- **Dataset records**
════════════════════

PR #1353, opened 2022-09-27
[DR-2762] Remove token from logging statement when sync call fails.

otchet-broad:
[DR-2740](https://broadworkbench.atlassian.net/browse/DR-2740) included logging the token when syncProfile requests to Bard failed.  This PR removes the token from the log statement.


okotsopoulos (approved):

nmalfroy (approved):
thanks for fixing so quickly!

════════════════════

- **Problem**
Take each line of the listing above and set it down again exactly.

- **Solution below**
PR #1353, opened 2022-09-27
[DR-2762] Remove token from logging statement when sync call fails.

otchet-broad:
[DR-2740](https://broadworkbench.atlassian.net/browse/DR-2740) included logging the token when syncProfile requests to Bard failed.  This PR removes the token from the log statement.


okotsopoulos (approved):

nmalfroy (approved):
thanks for fixing so quickly!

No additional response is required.